- _GOAL OF THE EXERCISE_:
An exact reproduction of every record is required.

[Stored entries]
□ □ □ □ □ □ □

Issue #653, opened 2023-05-12
UseProxy property in the connection string can be misleading


pucefti:
When you create the HttpClientHandler in HttpUtil, you don't set the UseProxy property and leave it to default, but by default the value is true.
It's obviously not a problem when we want to set a proxy or if your system hasn't a proxy configured, but when your system has a proxy configured by default and you don't want to use it, you have no way to do it because no matter if you specify in the connection string UseProxy to false or not, the proxy will still be used.

So I think that the value of the connection string's UseProxy should match the value of the HttpClientHandler, in order to be able to disable the proxy.

1. What version of .NET driver are you using?
2.0.23
   
2. What operating system and processor architecture are you using?
Windows server 2019
   
3. What version of .NET framework are you using?
.NET 6
   
4. What did you do?
In the connection string set UseProxy to false

5. What did you expect to see?
The connection is perform without using the proxy

6. Can you set logging to DEBUG and collect the logs?
Not relevant

sfc-gh-igarish:
I cannot reproduce the issue, I need more info from the reporter.
What I would ask about:

If you create a new session with a connection string, you can specify "useProxy=true" or "useProxy=false" and it works as expected. The default value for useProxy is false.

What are the exact steps to reproduce the issue?
How exactly do you create and configure HttpUtil object?
Do you create SFSession object by passing in the connection string useProxy parameter?

pucefti:
Hello,

Let me clarify, the problem is not in the UseProxy of the connection string which works as intended, but the way HttpClientHandler is build in HttpUtil.
For exemple:
I use this connectionstring:
account=test1;user=testuser;password=123;db=TEST_DB;useProxy=false;

With this one HttpClientHandler in HttpUtil will be construct as:
httpHandler = new HttpClientHandler()
{
	// Verify no certificates have been revoked
	CheckCertificateRevocationList = config.CrlCheckEnabled,
	// Enforce tls v1.2
	SslProtocols = SslProtocols.Tls12,
	AutomaticDecompression = DecompressionMethods.GZip | DecompressionMethods.Deflate,
	UseCookies = false // Disable cookies
};

So with no proxy. But by default HttpClientHandler has his internal value UseProxy to true and so if a default proxy is configured in the system, it will use it even if you have specified in the connection string UseProxy=false, because this value is not passed to HttpClientHandler.

So, I think that the correct way to do it, is to add something like:
httpHandler = new HttpClientHandler()
{
[...]

PR #689, opened 2023-06-30
SNOW-828572 Set UseProxy on HttpClientHandler

sfc-gh-knozderko:
It is a bug fix that resolves the issue: https://github.com/snowflakedb/snowflake-connector-net/issues/653
The fix is about setting properly UseProxy attribute of HttpClientConfig to indicate whether a proxy is being used.

### DIFF
--- a/Snowflake.Data.Tests/HttpUtilTest.cs
+++ b/Snowflake.Data.Tests/HttpUtilTest.cs
@@ -47,7 +47,7 @@ namespace Snowflake.Data.Tests
                 true,
                 "snowflake.com",
                 "123",
-                "Bartek",
+                "testUser",
                 "proxyPassword",
                 "localhost", 
                 false,
--- a/Snowflake.Data.Tests/HttpUtilTest.cs
+++ b/Snowflake.Data.Tests/HttpUtilTest.cs
@@ -2,6 +2,8 @@
  * Copyright (c) 2022 Snowflake Computing Inc. All rights reserved.
  */
 
+using System.Net.Http;
+
 namespace Snowflake.Data.Tests
 {
     using NUnit.Framework;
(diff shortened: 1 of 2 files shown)


Snowflake.Data.Tests/HttpUtilTest.cs
```diff
@@ -36,5 +38,51 @@ public async Task TestIsRetryableHTTPCode(HttpStatusCode statusCode, bool forceR
 
             Assert.AreEqual(expectedIsRetryable, actualIsRetryable);
         }
+
+        [Test]
+        public void ShouldCreateHttpClientHandlerWithProxy()
+        {
+            // given
```
sfc-gh-dprzybysz, line 45: is it a new practice to write comments give/when/then

sfc-gh-knozderko: It is quite a new practice (previously I had added this convention in a few tests).
But even though previously it was not followed why not to introduce a good practice?

Snowflake.Data.Tests/HttpUtilTest.cs
```diff
@@ -36,5 +38,51 @@ public async Task TestIsRetryableHTTPCode(HttpStatusCode statusCode, bool forceR
...
+            var config = new HttpClientConfig(
+                true,
+                "snowflake.com",
+                "123",
+                "Bartek",
```
sfc-gh-dstempniak, line 50: maybe use "test" instead of Bartek :)

sfc-gh-igarish (approved):
LGTM

Snowflake.Data.Tests/HttpUtilTest.cs
sfc-gh-knozderko: changed

sfc-gh-mhofman (approved):

Snowflake.Data/Core/HttpUtil.cs
```diff
@@ -127,7 +128,8 @@ private HttpMessageHandler setupCustomHttpHandler(HttpClientConfig config)
                 httpHandler = new HttpClientHandler()
                 {
                     AutomaticDecompression = DecompressionMethods.GZip | DecompressionMethods.Deflate,
-                    UseCookies = false // Disable cookies
+                    UseCookies = false, // Disable cookies
```
sfc-gh-mhofman, line 131: I would remove this comment

Snowflake.Data/Core/HttpUtil.cs
```diff
@@ -117,7 +117,8 @@ private HttpMessageHandler setupCustomHttpHandler(HttpClientConfig config)
                     // Enforce tls v1.2
                     SslProtocols = SslProtocols.Tls12,
                     AutomaticDecompression = DecompressionMethods.GZip | DecompressionMethods.Deflate,
-                    UseCookies = false // Disable cookies
+                    UseCookies = false, // Disable cookies
```
sfc-gh-mhofman, line 120: I would remove this comment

□ □ □ □ □ □ □

- _SOLUTION TO THE PROBLEM_:
Issue #653, opened 2023-05-12
UseProxy property in the connection string can be misleading


pucefti:
When you create the HttpClientHandler in HttpUtil, you don't set the UseProxy property and leave it to default, but by default the value is true.
It's obviously not a problem when we want to set a proxy or if your system hasn't a proxy configured, but when your system has a proxy configured by default and you don't want to use it, you have no way to do it because no matter if you specify in the connection string UseProxy to false or not, the proxy will still be used.

So I think that the value of the connection string's UseProxy should match the value of the HttpClientHandler, in order to be able to disable the proxy.

1. What version of .NET driver are you using?
2.0.23
   
2. What operating system and processor architecture are you using?
Windows server 2019
   
3. What version of .NET framework are you using?
.NET 6
   
4. What did you do?
In the connection string set UseProxy to false

5. What did you expect to see?
The connection is perform without using the proxy

6. Can you set logging to DEBUG and collect the logs?
Not relevant

sfc-gh-igarish:
I cannot reproduce the issue, I need more info from the reporter.
What I would ask about:

If you create a new session with a connection string, you can specify "useProxy=true" or "useProxy=false" and it works as expected. The default value for useProxy is false.

What are the exact steps to reproduce the issue?
How exactly do you create and configure HttpUtil object?
Do you create SFSession object by passing in the connection string useProxy parameter?

pucefti:
Hello,

Let me clarify, the problem is not in the UseProxy of the connection string which works as intended, but the way HttpClientHandler is build in HttpUtil.
For exemple:
I use this connectionstring:
account=test1;user=testuser;password=123;db=TEST_DB;useProxy=false;

With this one HttpClientHandler in HttpUtil will be construct as:
httpHandler = new HttpClientHandler()
{
	// Verify no certificates have been revoked
	CheckCertificateRevocationList = config.CrlCheckEnabled,
	// Enforce tls v1.2
	SslProtocols = SslProtocols.Tls12,
	AutomaticDecompression = DecompressionMethods.GZip | DecompressionMethods.Deflate,
	UseCookies = false // Disable cookies
};

So with no proxy. But by default HttpClientHandler has his internal value UseProxy to true and so if a default proxy is configured in the system, it will use it even if you have specified in the connection string UseProxy=false, because this value is not passed to HttpClientHandler.

So, I think that the correct way to do it, is to add something like:
httpHandler = new HttpClientHandler()
{
[...]

PR #689, opened 2023-06-30
SNOW-828572 Set UseProxy on HttpClientHandler

sfc-gh-knozderko:
It is a bug fix that resolves the issue: https://github.com/snowflakedb/snowflake-connector-net/issues/653
The fix is about setting properly UseProxy attribute of HttpClientConfig to indicate whether a proxy is being used.

### DIFF
--- a/Snowflake.Data.Tests/HttpUtilTest.cs
+++ b/Snowflake.Data.Tests/HttpUtilTest.cs
@@ -47,7 +47,7 @@ namespace Snowflake.Data.Tests
                 true,
                 "snowflake.com",
                 "123",
-                "Bartek",
+                "testUser",
                 "proxyPassword",
                 "localhost", 
                 false,
--- a/Snowflake.Data.Tests/HttpUtilTest.cs
+++ b/Snowflake.Data.Tests/HttpUtilTest.cs
@@ -2,6 +2,8 @@
  * Copyright (c) 2022 Snowflake Computing Inc. All rights reserved.
  */
 
+using System.Net.Http;
+
 namespace Snowflake.Data.Tests
 {
     using NUnit.Framework;
(diff shortened: 1 of 2 files shown)


Snowflake.Data.Tests/HttpUtilTest.cs
```diff
@@ -36,5 +38,51 @@ public async Task TestIsRetryableHTTPCode(HttpStatusCode statusCode, bool forceR
 
             Assert.AreEqual(expectedIsRetryable, actualIsRetryable);
         }
+
+        [Test]
+        public void ShouldCreateHttpClientHandlerWithProxy()
+        {
+            // given
```
sfc-gh-dprzybysz, line 45: is it a new practice to write comments give/when/then

sfc-gh-knozderko: It is quite a new practice (previously I had added this convention in a few tests).
But even though previously it was not followed why not to introduce a good practice?

Snowflake.Data.Tests/HttpUtilTest.cs
```diff
@@ -36,5 +38,51 @@ public async Task TestIsRetryableHTTPCode(HttpStatusCode statusCode, bool forceR
...
+            var config = new HttpClientConfig(
+                true,
+                "snowflake.com",
+                "123",
+                "Bartek",
```
sfc-gh-dstempniak, line 50: maybe use "test" instead of Bartek :)

sfc-gh-igarish (approved):
LGTM

Snowflake.Data.Tests/HttpUtilTest.cs
sfc-gh-knozderko: changed

sfc-gh-mhofman (approved):

Snowflake.Data/Core/HttpUtil.cs
```diff
@@ -127,7 +128,8 @@ private HttpMessageHandler setupCustomHttpHandler(HttpClientConfig config)
                 httpHandler = new HttpClientHandler()
                 {
                     AutomaticDecompression = DecompressionMethods.GZip | DecompressionMethods.Deflate,
-                    UseCookies = false // Disable cookies
+                    UseCookies = false, // Disable cookies
```
sfc-gh-mhofman, line 131: I would remove this comment

Snowflake.Data/Core/HttpUtil.cs
```diff
@@ -117,7 +117,8 @@ private HttpMessageHandler setupCustomHttpHandler(HttpClientConfig config)
                     // Enforce tls v1.2
                     SslProtocols = SslProtocols.Tls12,
                     AutomaticDecompression = DecompressionMethods.GZip | DecompressionMethods.Deflate,
-                    UseCookies = false // Disable cookies
+                    UseCookies = false, // Disable cookies
```
sfc-gh-mhofman, line 120: I would remove this comment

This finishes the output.